A total of six students were nominated for these prizes this year. The research conducted by the students was very diverse: from fundamental physics research to designing new diagnostic methods to help improve quality and workflows in hospitals. Last month the nominees were given the opportunity to present their graduation research in a short pitch. The audience, consisting of students, their family members and several lecturers, were then asked to vote on the winner.
The structure of pyramidal cells
Julia Meijer won the Bachelor’s Thesis Award from Medical Natural Sciences for her research entitled “Morphological analysis of layer 5 and 6 pyramidal cells in the human neocortex”. She conducted research into the structure of pyramidal cells in layers 5 and 6 of the human neocortex – the outer layers of the brain – to gain more insight into human cell types. Meijer: “A lot is already known about this for mice, but this has not yet been mapped out for humans. Before you can truly understand how cells deviate in patients with brain diseases such as Alzheimer’s, it is first important to map the structure of healthy cells. Otherwise you cannot compare them and discover where things possibly go wrong.” The results are already being used in education to show what human pyramidal cells in the neocortex look like and what the importance is of mapping all human pyramidal cell types.
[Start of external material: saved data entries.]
PR #297, opened 2018-01-30
v_3_1_0: init from v_3_0_0

corest:
This PR is the base for future PR with actual changes, related to migration from systemd units to selfhosted k8s components


corest:
@puja108 is that right, that with selfhosted components we are moving to new minor release?

PR #299, opened 2018-02-02
v3_1_0: fix coredns service name

corest:


r7vme:
JFYI: this was inherited from official manifests.

https://github.com/coredns/deployment/blob/master/kubernetes/coredns.yaml.sed#L133-L141

i hope there are no dependencies on kube-dns service name.

PR #300, opened 2018-02-08
Add WIP version 3.1.0 to changelog

corest:


corest:
OIDC is implemented on operator side and uses k8s-api-server extra arguments, which were introduced in 3.0.0.

PR #303, opened 2018-02-13
New WIP patch version v_3_1_1

r7vme:
I see potential in doing patch changes in batches.

This change just adds "dev"/WIP version for future patches.

First candidate is new Calico 3.0.2 cc: @calvix

### DIFF
--- a/CHANGELOG.md
+++ b/CHANGELOG.md
@@ -9,6 +9,10 @@ The latest version is considered WIP and it is a subject of change. All other
 versions are frozen. To freeze current version all files are copied to a new
 version directory, and then changes are introduced.
 
+## [v3.1.1] WIP
+
+TBD
+
 ## [v3.1.0]
 
 ### Changed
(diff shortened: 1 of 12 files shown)


corest:
Not sure about this approach. We have this copy magic as one step just to make PRs cleaner. Now this one, which actually doesn't bring any change.

kopiczko:
Doesn't bring any change, but makes futher PRs way cleaner.

corest:
We can just put bumping version into the first commit and then bring some changes with next commits to see why this PR was created

kopiczko:
To make the actual changes PR cleaner. This isn't maybe a representative example. Look at https://github.com/giantswarm/kvm-operator/commit/96d7bc329c4752e6d2d044fd4ab17058d418c1d9 & https://github.com/giantswarm/kvm-operator/commit/783d200305854779024c1b7d4ef73f0844dd96e2

I prefer having this changes separated. Otherwise it's very difficult to review.

calvix:
i think we should automatize this in script or something,   In few months there will be 10 steps that need to be done and so much thinking around this.

xh3b4sd:
There is already a script for the operators and really decent documentation. I suggest you use and read it. Then we can talk about further improvements.

PR #305, opened 2018-02-15
Fix api-server bind address

corest:
Previous change broke possibility for templating api-server bind address. This feature is required for `azure-operator` and blocks release of the new bundle.

### DIFF
--- a/v_3_1_1/types.go
+++ b/v_3_1_1/types.go
@@ -5,6 +5,8 @@ import (
 )
 
 const (
+	// Default value references environment variable,
+	// defined inside api-server pod definition.
 	defaultHyperkubeApiserverBindAddress = "$(HOST_IP)"
 )
 
--- a/v_3_1_1/types.go
+++ b/v_3_1_1/types.go
@@ -5,7 +5,7 @@ import (
 )
 
 const (
-	defaultHyperkubeApiserverBindAddress = "${DEFAULT_IPV4}"
+	defaultHyperkubeApiserverBindAddress = "$(HOST_IP)"
 )
 
 type Params struct {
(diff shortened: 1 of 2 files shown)


v_3_1_1/types.go
```diff
@@ -5,7 +5,7 @@ import (
 )
 
 const (
-	defaultHyperkubeApiserverBindAddress = "${DEFAULT_IPV4}"
+	defaultHyperkubeApiserverBindAddress = "$(HOST_IP)"
```
kopiczko: Unrelated: What is `$(HOST_IP)`? What are parenthesis doing?

corest: It is env variable, which comes from pod.IP https://github.com/giantswarm/k8scloudconfig/blob/e0bb4328626571fb87adfa9ddb6380b9eb1fc63e/v_3_1_1/master_template.go#L1792
Parenthesis is the way to access env vars as arguments for container in pod

kopiczko: Why it isn't `${HOST_IP}`?

corest: Because it is the way to distinguish way of accessing env vars. You can't pass host env vars with that simple reference. If you could - all those changes would be useless. 
Here is the example: https://kubernetes.io/docs/tasks/inject-data-application/define-command-argument-container/#use-environment-variables-to-define-arguments

kopiczko: Thanks for explaining that.

r7vme: please add the same explanation to this constant. very specific things.

I had exactly the same questions as Pawel :)

PR #308, opened 2018-02-15
Add HostMount extension

corest:
With selfhosted components, we need another way to add custom mounts. This is how I see we can do it. Naming is not that god, but for now I'm just testing stuff here: https://github.com/giantswarm/azure-operator/pull/122 . With this configuration I'm able to run k8s components as selfhosted. There are still some other issues, so this is only a part of a change

### DIFF
--- a/v_3_1_1/types.go
+++ b/v_3_1_1/types.go
@@ -83,11 +83,11 @@ type HyperkubeDocker struct {
 }
 
 type HyperkubePod struct {
-	PodExtraMounts   []PodMount
-	CommandExtraArgs []string
+	HyperkubePodHostExtraMounts []HyperkubePodHostMount
+	CommandExtraArgs            []string
 }
 
-type PodMount struct {
+type HyperkubePodHostMount struct {
 	Name     string
 	Path     string
 	ReadOnly bool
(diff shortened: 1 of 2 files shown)


v_3_1_1/types.go
```diff
@@ -66,11 +66,11 @@ type HyperkubeApiserver struct {
 	//
 	// azure-operator sets that to 0.0.0.0. Other operators leave it empty.
 	BindAddress string
-	Docker      HyperkubeDocker
```
corest: This one become useless for ApiServe rand ControllerManager as they don't need docker extra arguments, but instead - extra mounts

v_3_1_1/types.go
```diff
@@ -82,6 +82,17 @@ type HyperkubeDocker struct {
 	CommandExtraArgs []string
 }
 
+type HyperkubePod struct {
+	HostExtraMounts  []HostMount
+	CommandExtraArgs []string
+}
+
+type HostMount struct {
```
kopiczko: I would like to have types prefixed with their "parent" types. Something like `HyperkubePodHostMount` in this case. I know the name is ugly. But when you remove "parent" type you know what "child" types should removed so we don't have garbage left.

PR #310, opened 2018-02-21
update-etcd-3.3.1

calvix:
* update etcd to latest version


calvix:
1. WIP k8s cloud-config should not be vendored into `not` WIP version in operators. If its WIP in azure then its fine, if not then someone made a mistake.  

2.  nope, no changes needed, we have this tested on host cluster aready

PR #314, opened 2018-02-21
Kube proxy fix

rossf7:
Towards giantswarm/giantswarm#2598

Adds v_2_0_2 with the fix to start kube-proxy if it is missing.


v_2_0_2/worker_template.go
```diff
@@ -295,6 +295,57 @@ coreos:
...
+        
+        [Service]
+        Environment="KUBECONFIG=/etc/kubernetes/config/kubelet-kubeconfig.yml"
+        Environment="KUBECTL=quay.io/giantswarm/docker-kubectl:1dc536ec6dc4597ba46769b3d5d6ce53a7e62038"
+        Type=oneshot
+        ExecStartPre=/bin/sh -c "while ! /usr/bin/docker run -e KUBECONFIG=${KUBECONFIG} --net=host --rm -v /etc/kubernetes:/etc/kubernetes $KUBECTL get no 2>/dev/null 1>/dev/null; do sleep 1 && echo 'Waiting for healthy k8s'; done"
+        ExecStartPre=/bin/sh -c "sleep 2m"
+        ExecStart=/bin/sh -c "proxyCount=$(docker ps | grep 'kube-proxy' | wc -l);if [ "$proxyCount" == "0" ]; then systemctl start k8s-proxy; fi;"
+        ExecStartPost=/bin/sh -c "echo Done."
+        RemainAfterExit=yes
```
rossf7: This is from v_0_1_0 I just updated the version to k8s 1.8.4.

v_2_0_2/worker_template.go
```diff
@@ -295,6 +295,57 @@ coreos:
       --v=2"
       ExecStop=-/usr/bin/docker stop -t 10 $NAME
       ExecStopPost=-/usr/bin/docker rm -f $NAME
+      - name: k8s-proxy.service
```
calvix: this looks like bad indentation

rossf7: Good catch, thx! Fixed.

v_2_0_2/worker_template.go
```diff
@@ -295,6 +295,57 @@ coreos:
       --v=2"
       ExecStop=-/usr/bin/docker stop -t 10 $NAME
       ExecStopPost=-/usr/bin/docker rm -f $NAME
+    - name: k8s-proxy.service
```
calvix: i still think its wrong as kubelet that is above has only 2 spaces before the `- name:` 
so the whole block might be shifted by 2 spaces

rossf7: @calvix Should be good now. PTAL.

calvix: I thnik we still need to remove 2 space from `    - name: k8s-proxy.service` and `    - name: k8s-proxy-watcher.service` and we should be good :)

rossf7: Damnit, sorry this took a few goes :( Done.

calvix:
:+1:

PR #316, opened 2018-02-22
Adapt kubelet flags to protect kube resources

pipo02mix:
Towards https://github.com/giantswarm/giantswarm/issues/2523

### DIFF
--- a/v_3_1_1/master_template.go
+++ b/v_3_1_1/master_template.go
@@ -2333,9 +2333,8 @@ coreos:
       --pod-manifest-path=/etc/kubernetes/manifests \
       --kubeconfig=/etc/kubernetes/config/kubelet-kubeconfig.yml \
       --node-labels="node-role.kubernetes.io/master,role=master,kubernetes.io/hostname=${HOSTNAME},ip=${DEFAULT_IPV4},{{.Cluster.Kubernetes.Kubelet.Labels}}" \
-      --kube-reserved="cpu=500m,memory=250Mi" \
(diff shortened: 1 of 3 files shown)


corest:
Can you also delete WIP from changelog after this is done

v_3_1_1/master_template.go
```diff
@@ -2402,8 +2402,9 @@ coreos:
       --pod-manifest-path=/etc/kubernetes/manifests \
       --kubeconfig=/etc/kubernetes/config/kubelet-kubeconfig.yml \
       --node-labels="node-role.kubernetes.io/master,role=master,kubernetes.io/hostname=${HOSTNAME},ip=${DEFAULT_IPV4},{{.Cluster.Kubernetes.Kubelet.Labels}}" \
-      --kube-reserved="cpu=150m,memory=250Mi" \
+      --kube-reserved="cpu=200m,memory=250Mi" \
       --system-reserved="cpu=150m,memory=250Mi" \
```
pipo02mix: Finally, I leave 200m for container runtime and kubelet after checking how other open tools (kops, rancher, openshift) set this value.

v_3_1_1/master_template.go
```diff
@@ -2402,8 +2402,9 @@ coreos:
...
+      --enforce-node-allocatable=pods \
       --v=2"
```
pipo02mix: With this value no kubelet will consider `Allocatable` as capacity for the node and it will evict pods in case it overpass it

PR #476, opened 2018-12-07
Allign v_4_0_0 with v3_7_4

corest:
Ignition update


v_4_0_0/cloudconfig.go
```diff
@@ -28,6 +30,16 @@ func DefaultCloudConfigConfig() CloudConfigConfig {
 	}
 }
 
+func DefaultParams() Params {
```
corest: I moved images to the DefaultParams as we need that data on the rendering, which happens earlier, than `NewCloudConfig` is called (https://github.com/giantswarm/aws-operator/pull/1199/files#diff-02eb7e1387f09a13ec4b2cca29c1ae1fR44)

PR #479, opened 2018-12-17
Restart master kubelet after running core components

corest:
The ugliest workaround you'll find today on the internet. 
But this thing just blocks me from moving with ignition and k8s 1.13. 
Upstream issue: https://github.com/kubernetes/kubernetes/issues/71078
Shortly - kubelet loses connection in the middle of booting and can't restore it. Happens only to master. Restarting container helps.


calvix:
Wow :P, just be sure that  this wont create any restart loop

PR #480, opened 2018-12-19
Remove CoreDNS and Ingress Controller manifests

rossf7:
Towards https://github.com/giantswarm/giantswarm/issues/4833

Clean up now both are migrated to chart-operator for all providers.


rossf7:
Tested on ginger.

PR #481, opened 2018-12-27
Enable IPVS in kube-proxy

corest:
Towards https://github.com/giantswarm/giantswarm/issues/4975


corest:
Tested migration with aws-operator - works fine as now config is stored in configmap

Generating a chemical profile at crime scenes
Pauline van de Drift received the Master’s Thesis Award from Biomedical Technology and Physics for her study entitled “Functionalization Methods and Optimization of Biosensing with Silicon Microring Resonators.” The identification of victims, perpetrators and persons involved at crime scenes is typically done by matching the characteristic patterns of fingerprints to fingerprints in a database. When fingerprints at the scene are poor quality, matching is not always possible. In her thesis, Van de Drift researched a better way of locating biomarkers in fingerprints using microring resonators, a type of imaging technique. The findings of this study contribute to the development of a new type of sensor that can generate a chemical profile based on finger prints at crime scenes. Van de Drift: “This will allow professionals to find out the blood type and the gender of the persons involved in a shorter period of time. Identification will be faster and the information can be used as evidence in forensic investigations.”
The topics studied by the other nominees were also very diverse. One student conducted fundamental physics research into gaining knowledge of sub-diffuse light scattering, to be used in the development of better sensors for diagnosing patients in the future. Another student researched whether MRI images could be used to find out faster if the condition of patients suffering from Fabry disease is worsening.
During the award ceremony, prizes were also awarded to lecturers of the two degree programmes. Students were able to vote on this in advance. Stan Heukelom (department of Radiotherapy, Amsterdam UMC) and Theo Faes (department of Radiology and Nuclear Medicine, Amsterdam UMC) were voted lecturers of the year for the Bachelor’s in Medical Natural Sciences and the Master’s in Biomedical Technology and Physics.